Set down the lines of the data exactly, starting at the first and stopping after the line containing "On the front end, implement".
[DATA SHOWN — start]
Issue #42, opened 2017-01-03
Create paging for objects associated with Properties


chrishenry:
Many properties have thousands of associated objects, which makes returning a single property from the `/properties` endpoint very cumbersome and slow, as well as displaying 100s or 1000s of objects on the page awkward. 

On the front end, implement paging for the hidden details tables.

On the backend, build out more detailed endpoints for hpd_violations, litigations, owners, dob_violations, dob_permits, complaint311s, and hpd_complaints.

To keep the existing frontend snappy, I've implemented limits for most of the `has_many` relationships via the `PropertySerializer`

PR #122, opened 2017-04-03
Pagination of Property details

LKWLaLa:
References Issue #42 

## Changes ##

- Implemented [angularUtils](https://github.com/michaelbromley/angularUtils/tree/master/src/directives/pagination#working-with-asynchronous-data) pagination directive, to paginate details tables (litigations, 311 data, etc) on a Property's show page, on the front end.  

## Notes/Questions ##

While it is possible to use this directive with asynchronous data (rather than loading all data into the front end, and then paginating from there), I am not sure how to paginate **associated objects**  through a has_many relationship  on the back end.   For now, I have simply increased the limit on the has_many relationships in the `PropertySerializer`.   This 50% solves issue #42, but I'm still not certain how to handle the back end.  

I'm wondering if a solution would be to overhaul / restructure the serializers altogether so there is no nesting, but each association has it's own endpoint....  Then to render a show page for a Property, it would require calls to all of the individual endpoints, filtered by property_id.  An endpoint would then get called with a property_id parameter and a page parameter, I guess.    

If anyone has input / thoughts / suggestions, let me know.

### DIFF
--- a/angular-rails-app/app/serializers/property_serializer.rb
+++ b/angular-rails-app/app/serializers/property_serializer.rb
@@ -33,23 +33,23 @@ class PropertySerializer < ActiveModel::Serializer
   end
 
   has_many :litigations do
-    @object.litigations.limit(5)
+    @object.litigations.limit(30)
   end
 
   has_many :dob_violations do
-    @object.dob_violations.limit(5)
+    @object.dob_violations.limit(30)
   end
 
   has_many :dob_permits do
-    @object.dob_permits.limit(5)
+    @object.dob_permits.limit(30)
   end
 
   has_many :complaint311s do
-    @object.complaint311s.limit(5)
+    @object.complaint311s.limit(30)
   end
 
   has_many :hpd_complaints do
-    @object.hpd_complaints.where(status: 'OPEN').limit(5)
+    @object.hpd_complaints.where(status: 'OPEN').limit(30)
   end
 
 end
--- a/angular-rails-app/app/assets/javascripts/app.js
+++ b/angular-rails-app/app/assets/javascripts/app.js
@@ -1,5 +1,6 @@
 angular
-    .module('app', ['ui.router', 'templates', 'google.places', 'angularSlideables', 'ui.bootstrap', 'angularSpinners'])
+    .module('app', ['ui.router', 'templates', 'google.places', 'angularSlideables', 
+      'ui.bootstrap', 'angularSpinners', 'angularUtils.directives.dirPagination'])
     .config(function ($stateProvider, $urlRouterProvider) {
 
       $stateProvider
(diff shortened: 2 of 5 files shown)


angular-rails-app/app/serializers/property_serializer.rb
```diff
@@ -33,23 +33,23 @@ def dob_violations_count
...
 
   has_many :complaint311s do
-    @object.complaint311s.limit(5)
+    @object.complaint311s.limit(30)
   end
 
   has_many :hpd_complaints do
-    @object.hpd_complaints.where(status: 'OPEN').limit(5)
+    @object.hpd_complaints.where(status: 'OPEN').limit(30)
   end
```
rdlester: If I understand what's going on here correctly, this is going to make things worse, as obtaining more of each record type will make requests take longer.

rdlester:
Seems fine on the client side, but we still need to actually paginate things on the server side, which is kind of the actual issue behind #42.

I think the issue is in the Property Serializer.

Take this with a grain of salt, as I know almost zero rails, but I think you'll need to:
- Remove the "has_many" statements from the properties serializer (I think this is what you mean when you talk about nesting).
- Create new routes for each data type.
- Create controllers for those types that look up values by property ID and return a subset according to a page ID (they'll take two params)
- Add corresponding methods to PropertyService.
- Make angular-utils-pagination work with the new PropertyService methods.

I found [an angular package for pagination](https://github.com/begriffs/angular-paginate-anything) that has [a corresponding rails gem](https://github.com/begriffs/clean_pagination), maybe that's worth looking into?

I found [a Gem for Rails pagination](https://github.com/kaminari/kaminari), but it appears to depend heavily on ActiveView, which we've replaced with angular. I did find [a blog post](https://www.tejusparikh.com/2014/pagination-in-angular-js.html) about connecting the two but it seems more complicated than the angular-rails pair above.

chrishenry:
Hey! Thanks for setting up the front end!

After taking a look, I think we should probably move in the direction of an endpoint per model. Then the frontend would be responsible for making a request per relation, filtering by property id.

The tradeoff is more http requests to fully populate the property page, instead of pulling a single json blob. This can work in our favor, cutting down requests, if we're able to only request related objects as the users scrolls down.

Is the directive you added capable of taking a data source / URL as a backend?

LKWLaLa:
@chrishenry @rdlester   Thanks so much, guys!!  Yes, and yes.  Ok, cool.  You've confirmed what I was thinking, but before completely restructuring how the endpoints are set up on the back end, I wanted to get your feedback.  Chris, I wasn't sure about whether it would be a good idea to rely on multiple http requests for the property page, but you're right.... actually that might speed things up for us.  That makes sense.   Regarding the directive I used - it's function is really as a replacement for an `ng-repeat`, so it simply helps with filtering/ rendering the data on the page.  I would still have to write the code to handle the http requests myself, and communicating with the back end.  But I think now I have a pretty good idea of what I need to do.  Thanks so much for your input!  Appreciate it!!  😀

LKWLaLa:
@chrishenry I'm closing this PR, as I've made a new branch.  Will reopen a new PR when finished with the changes we discussed above.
[DATA SHOWN — finish]
▸ **THE COMPLETED TASK**:
Issue #42, opened 2017-01-03
Create paging for objects associated with Properties


chrishenry:
Many properties have thousands of associated objects, which makes returning a single property from the `/properties` endpoint very cumbersome and slow, as well as displaying 100s or 1000s of objects on the page awkward. 

On the front end, implement paging for the hidden details tables.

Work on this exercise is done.